Saved data entries:
PR #303, opened 2022-06-02
Add supporting default alert button styles

dukhovnyi:
Introducing applying alert button styles as a default for survey buttons.

### DIFF
--- a/GliaWidgets/ViewController/Survey/SurveyViewController.View.swift
+++ b/GliaWidgets/ViewController/Survey/SurveyViewController.View.swift
@@ -118,21 +118,9 @@ extension Survey {
                 buttonContainer.backgroundColor = .init(hex: hex)
             }
             scrollView.layer.cornerRadius = theme.survey.layer.cornerRadius
-            cancelButton.backgroundColor = .init(hex: theme.survey.cancellButton.background)
-            cancelButton.layer.cornerRadius = theme.survey.cancellButton.cornerRadius
-            cancelButton.titleLabel?.font = .systemFont(
-                ofSize: theme.survey.cancellButton.title.fontSize,
-                weight: .init(rawValue: theme.survey.cancellButton.title.fontWeight)
-            )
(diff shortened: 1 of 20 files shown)


kuldar-daniel (approved):

GliaWidgets/ViewController/Survey/SurveyViewController.View.swift
```diff
@@ -162,3 +150,25 @@ extension NSAttributedString {
         return mutableString
     }
 }
+
+extension UIButton {
+    func update(with style: Theme.Button) {
+        style.background.map { backgroundColor = UIColor(hex: $0) }
```
igorkravchenko, line 156: While it's convenient to use map like that, I think it goes against the purpose of map operation (transforming values).
Is it possible to use it like this?
```
backgroundColor = style.background.map(UIColor.init(hex:))
```
Does it make sense?

GliaWidgets/ViewController/Survey/SurveyViewController.View.swift
```diff
@@ -162,3 +150,25 @@ extension NSAttributedString {
...
+        contentEdgeInsets = .init(top: 6, left: 16, bottom: 6, right: 16)
+        clipsToBounds = true
+        layer.masksToBounds = false
+        layer.cornerRadius = style.cornerRadius
+
+        style.borderColor.map { layer.borderColor = UIColor(hex: $0).cgColor }
```
igorkravchenko, line 162: Same comment as above.

igorkravchenko (commented):
Looks good. Just a few map related questions.

GliaWidgets/ViewController/Survey/SurveyViewController.View.swift
dukhovnyi: image
I thought the same, but for some reason, Xcode throws error...

igorkravchenko (approved):

PR #305, opened 2022-06-06
Chat/Audio/Video - Tapping 15 digits long phone number crashes a call

kuldar-daniel:
This PR fixes issue, where tapping a 15 digit code would crash the app.
15 digit code was detected as a shipping number and therefore the linkTapped closure would be called.
Instead of this, we only track links and phone numbers so 15 digit long text won't be highlighted at all.
We also have an issue where in certain cases Messages app would open instead of phone dialer. 
Instead of letting TextView handle the URL managing we now compose and call the UIApplication to handle URL ourselves to tackle this issue.
MUIC-841

### DIFF
--- a/GliaWidgets/View/Chat/Message/Content/Text/ChatTextContentView.swift
+++ b/GliaWidgets/View/Chat/Message/Content/Text/ChatTextContentView.swift
@@ -104,10 +104,8 @@ extension ChatTextContentView: UITextViewDelegate {
         in characterRange: NSRange,
         interaction: UITextItemInteraction
     ) -> Bool {
-        if URL.scheme == "tel" {
-            openPhoneDialer(url: URL)
-        } else if URL.scheme == "mailto" {
-            openEmailClient(url: URL)
+        if URL.scheme == "tel" || URL.scheme == "mailto" {
+            openUrl(url: URL)
         } else {
             linkTapped?(URL)
         }
@@ -115,20 +113,10 @@ extension ChatTextContentView: UITextViewDelegate {
         return false
     }
 
-    private func openPhoneDialer(url: URL) {
-        let phone = url.absoluteString.replacingOccurrences(of: "tel:", with: "")
+    private func openUrl(url: URL) {
+        guard environment.uiApplication.canOpenURL(url) else { return }
 
-        if let callUrl = URL(string: "tel://\(phone)"), environment.uiApplication.canOpenURL(callUrl) {
-            environment.uiApplication.open(callUrl)
-        }
-    }
-
-    private func openEmailClient(url: URL) {
-        let email = url.absoluteString.replacingOccurrences(of: "mailto:", with: "")
-
-        if let emailUrl = URL(string: "mailto://\(email)"), environment.uiApplication.canOpenURL(emailUrl) {
-            environment.uiApplication.open(emailUrl)
-        }
+        environment.uiApplication.open(url)
     }
 }
 
--- a/GliaWidgets/View/Chat/Message/Content/Text/ChatTextContentView.swift
+++ b/GliaWidgets/View/Chat/Message/Content/Text/ChatTextContentView.swift
@@ -109,12 +109,21 @@ extension ChatTextContentView: UITextViewDelegate {
     }
 
     func handleUrl(url: URL) {
-        if url.scheme == "tel" || url.scheme == "mailto" {
-            guard environment.uiApplication.canOpenURL(url) else { return }
+        switch url.scheme?.lowercased() {
+        case "tel",
+            "mailto":
+            guard
+                environment.uiApplication.canOpenURL(url)
+            else { return }
 
             environment.uiApplication.open(url)
-        } else {
+
+        case "http",
+            "https":
             linkTapped?(url)
+
+        default:
+            return
         }
     }
 }
--- a/GliaWidgets/View/Chat/Message/Content/Text/ChatTextContentView.swift
+++ b/GliaWidgets/View/Chat/Message/Content/Text/ChatTextContentView.swift
@@ -58,7 +58,7 @@ class ChatTextContentView: UIView {
         textView.isEditable = false
         textView.textContainerInset = .zero
         textView.textContainer.lineFragmentPadding = 0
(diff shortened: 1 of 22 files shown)


GliaWidgets/View/Chat/Message/Content/Text/ChatTextContentView.swift
```diff
@@ -101,11 +101,30 @@ extension ChatTextContentView: UITextViewDelegate {
...
+        }
+
+        return false
+    }
+
+    private func openPhoneDialer(url: URL) {
+        let phone = url.absoluteString.replacingOccurrences(of: "tel:", with: "")
+
+        if let callUrl = URL(string: "tel://\(phone)"), UIApplication.shared.canOpenURL(callUrl) {
+            UIApplication.shared.open(callUrl)
```
igorkravchenko, line 119: Let's introduce Environment with `UIApplication` struct injected. It can be introduced under `UIKitBased` namespace.
Also let's make `openPhoneDialer` and `openEmailClient` internal and add unit tests for them using introduced `Environment` and `UIApplication` structs.

igorkravchenko (commented):
Looks good. Left a few comments.

GliaWidgets/View/Chat/Message/Content/Text/ChatTextContentView.swift
```diff
@@ -101,11 +101,30 @@ extension ChatTextContentView: UITextViewDelegate {
         in characterRange: NSRange,
         interaction: UITextItemInteraction
     ) -> Bool {
-        if URL.scheme == "tel" || URL.scheme == "mailto" {
-            return true
+        if URL.scheme == "tel" {
```
dukhovnyi, line 107: looks like ideal place to convert this to switch. what do you think, does it make sense?
```swift
        switch URL.scheme {
        case "tel":
            openPhoneDialer(url: URL)
        case "mailto":
            openEmailClient(url: URL)
        default:
           return false
        }
```

GliaWidgets/View/Chat/Message/Content/Text/ChatTextContentView.swift
```diff
@@ -101,12 +104,37 @@ extension ChatTextContentView: UITextViewDelegate {
...
+
+        return false
+    }
+
+    private func openPhoneDialer(url: URL) {
+        let phone = url.absoluteString.replacingOccurrences(of: "tel:", with: "")
+
+        if let callUrl = URL(string: "tel://\(phone)"), environment.uiApplication.canOpenURL(callUrl) {
+            environment.uiApplication.open(callUrl)
+        }
```
dukhovnyi, line 123: I may be wrong, but iOS should handle properly URL with `tel:` and `tel://`. Since we previously checked the URL scheme we need to check if OS can open URL and open it, or did I missed something?
```swift
private func openPhoneDialer(url: URL) {
    guard environment.uiApplication.canOpenURL(url) else { return }
    environment.uiApplication.open(url)
}
```

kuldar-daniel: I think you are correct, I was just following all the sources online I could find. They seemed to do the slashes thing.
But regarding to old docs it seems it should work OOO: https://developer.apple.com/library/archive/featuredarticles/iPhoneURLScheme_Reference/PhoneLinks/PhoneLinks.html#//apple_ref/doc/uid/TP40007899-CH6-SW1

GliaWidgets/View/Chat/Message/Content/Text/ChatTextContentView.swift
kuldar-daniel: reworked as suggested by yuri. Does it make sense to still write test for openUrl?

dukhovnyi (approved):

GliaWidgets/View/Chat/Message/Content/Text/ChatTextContentView.swift
igorkravchenko: Yes, to make sure that openUrl will receive only `tel:` and `mailto:` schemas.

kuldar-daniel: added tests in cad98bcb8c746c71e72b9cdae0523f4518a16f21

GliaWidgetsTests/Sources/ChatTextContentViewTests.swift
```diff
@@ -0,0 +1,68 @@
...
+        view = .mock(environment: environment)
+        view.linkTapped = {
+            calls.append(.linkTapped($0))
+        }
+
+        let linkUrl = URL(string: "https://mock.mock")!
+        view.handleUrl(url: linkUrl)
+
+        XCTAssertEqual(calls, [.linkTapped(linkUrl)])
+    }
```
igorkravchenko, line 67: What can also be done is adding test that makes sure that others unknown schemas will not work.

kuldar-daniel: added in 555c8eea864e0f2ae0dc0971e820c62f72c87122

igorkravchenko (approved):
Looks good 👍

GliaWidgets/View/Chat/Message/Content/Text/ChatTextContentView.swift
```diff
@@ -101,18 +104,56 @@ extension ChatTextContentView: UITextViewDelegate {
...
-        } else {
-            linkTapped?(URL)
-            return false
+        handleUrl(url: URL)
+        return false
+    }
+
+    func handleUrl(url: URL) {
+        switch url.scheme?.lowercased() {
+        case "tel",
```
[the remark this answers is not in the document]
kuldar-daniel: This piece of logic can be delegated into viewmodel, I agree. I can do it myself once I get to unit testing if it's okay? Or is it blocking something?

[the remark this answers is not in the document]
EgorovEI: No problem, it's not blocker. It will be good if you move it to ViewModel when you want.

PR #314, opened 2022-06-15
Added environment for FileUploadListView

EgorovEI:
Added preferredContentSizeCategory variable to UIKitBased.UIApplication
Added tests for FileUploadListView

MOB-1345

### DIFF
--- a/GliaWidgets/View/Chat/Entry/Upload/FileUploadListView.swift
+++ b/GliaWidgets/View/Chat/Entry/Upload/FileUploadListView.swift
@@ -4,6 +4,14 @@ import SwiftUI
 class FileUploadListView: UIView {
     var removeTapped: ((FileUpload) -> Void)?
 
+    var maxUnscrollableViews: Int {
+        if environment.uiApplication.preferredContentSizeCategory() <= .accessibilityMedium {
+            return 3
+        } else {
+            return 2
+        }
+    }
+
     private var uploadViews: [FileUploadView] {
         return stackView.arrangedSubviews.compactMap { $0 as? FileUploadView }
     }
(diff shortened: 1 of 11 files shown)


GliaWidgets/View/Chat/Entry/Upload/FileUploadListView.swift
```diff
@@ -4,23 +4,29 @@ import SwiftUI
 class FileUploadListView: UIView {
     var removeTapped: ((FileUpload) -> Void)?
 
+    var maxUnscrollableViews: Int {
+        if environment.uiApplication.preferredContentSizeCategory() <= .accessibilityMedium {
+            return 3
```
gersonnoboa, line 9: Not having the context about this specific project, these numbers don't say much when reading them. I don't know if putting them into variables would solve the issue, so maybe having a comment for `maxUnscrollableViews` that says why 3 or 2 according to one or other case would be good.

igorkravchenko: I support @gersonnoboa on this. I would recommend to add comments regarding the logic behind this computed property and the goal it achieves.

igorkravchenko (approved):
Looks good. I approve it in advance taking into account the comment from Gerson will be addressed.

GliaWidgets/View/Chat/Entry/Upload/FileUploadListView.swift
EgorovEI: 7138828f0ce6e4548422b7865f271f1b79d9aa10

gersonnoboa (approved):

PR #319, opened 2022-06-22
Removed app-token usage from TestingApp

EgorovEI:


igorkravchenko (approved):

dukhovnyi (commented):
Looks good, however, I believe we need to make unavailable app-token in Configuration also. My suggestions are
- change "deprecated" to "unavailable" for interfaces in [Configuration.Deprecated.swift](https://github.com/salemove/ios-sdk-widgets/blob/master/GliaWidgets/Configuration.Deprecated.swift). Gist is [here](https://gist.github.com/dukhovnyi/9672c189796a4962861ba74ef9774d14). Since this interfaces will not be available anymore, I think we could use "fatalError" inside of body if needed (for example in init methods). What do you think guys @igorkravchenko @gersonnoboa @EgorovEI about fatalError, does it make sense?
- rename "Configuration.Deprecated.swift" to "Configuration.Unavailable.swift"
- mark case "appToken" as unavailable also in [Configuration.swift](https://github.com/salemove/ios-sdk-widgets/blob/master/GliaWidgets/Configuration.swift#L61)
- remove from documentation `/// - 'SalemoveSDK.ConfigurationError.invalidAppToken'` since   Core SDK will not throw this kind of error also. [Example](https://github.com/salemove/ios-sdk-widgets/blob/master/GliaWidgets/Glia.swift#L91)

gersonnoboa:
@dukhovnyi as far as I know, there is a Glia policy that deprecated methods should work properly for at least one year before making them fully unavailable. So we might not be able to throw fatalError from the widgets yet.

gersonnoboa (approved):
Because of the fact that we might not be able to make methods unavailable yet, then I am going to approve this as it is.

EgorovEI:
The main point is can we mark interfaces unavailable. Some time ago Carlos said we might do this after at least 6 month. 
6 month are gone from deprecating. 

I agree with `fatalError()` usage with wrapping function for `unavailable` cases.

gersonnoboa:
As I have been told that it should be six months and not one year, then the unavailable + fatalError sounds fine for me as well.

EgorovEI:
@igorkravchenko @gersonnoboa @dukhovnyi please check changes discussed above e6df5344b8e23473ca14a2bd6ec71edaee5b9b3a

dukhovnyi:
```swift
func unavaialbe(function: StaticString = #function) -> Never {
    fatalError("This implementation for \(function) is not longer available.")
}
```
@igorkravchenko looks like a good idea, however, I have one question, does this message bring to the integrator any useful information, except the function is not available anymore? :) perhaps we could provide information to the integrator what method can replace the current one. if the function has no analogs then yes, this message is good enough.

dukhovnyi (approved):

gersonnoboa (approved):

PR #326, opened 2022-06-30
Add Interactor tests

kuldar-daniel:
MUIC-819


EgorovEI (approved):

GliaWidgets/Interactor/Interactor.swift
```diff
@@ -160,33 +161,6 @@ extension Interactor {
         }
     }
 
-    func request(
```
igorkravchenko, line 163: This method is no longer needed?

kuldar-daniel: It was never used. I think it might become useful again in the future when visitor can request media upgrade as well, but then it can be implemented again. Redundant for now.

dukhovnyi (approved):

PR #327, opened 2022-06-30
Add accessibility identifiers for using in AT environment

dukhovnyi:


gersonnoboa (commented):
I see that these IDs are a bit different to the ones in `Configuration.storyboard`. The format there seems quite useful because it's like `screen_name_viewtype`. Do you think that those could be useful here as well? Not only to maintain consistency but also because the format itself is useful.

dukhovnyi:
@gersonnoboa yep, agree that style should be consistent, we just need to decide what format is better and unified. Would you like to use the style from Configuration.storyboard? what about you guys @igorkravchenko @EgorovEI ?

igorkravchenko:
> @gersonnoboa yep, agree that style should be consistent, we just need to decide what format is better and unified. Would you like to use the style from Configuration.storyboard? what about you guys @igorkravchenko @EgorovEI ?

I don't have concrete preference on this, but if other views already use this style, I think it makes sense to keep it that way.

igorkravchenko (approved):

dukhovnyi:
@gersonnoboa  your suggestion makes sense, let's follow `screen_name_viewtype` naming for accessibility identifiers. Updated - fd646da068b6d50ec9ca7c126fab422b2a8287ba

gersonnoboa (approved):

gugalo:
Merging this PR as it is required by the https://github.com/salemove/acceptance_tests/pull/2646

gugalo:
!merge

PR #331, opened 2022-07-12
Fix Queue identifier doesn't store

dukhovnyi:


gersonnoboa (approved):
The changes are fine but the commit messages for each one could display more information. Both for the future and for someone who is out of context to understand what is being achieved.

EgorovEI (approved):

= WHAT IS EXPECTED =
Scan the data above for the string "false". Copy every line in which it appears.

= FINAL ANSWER =
+        layer.masksToBounds = false
         return false
         textView.isEditable = false
+        return false
           return false
+        return false
-            return false
+        return false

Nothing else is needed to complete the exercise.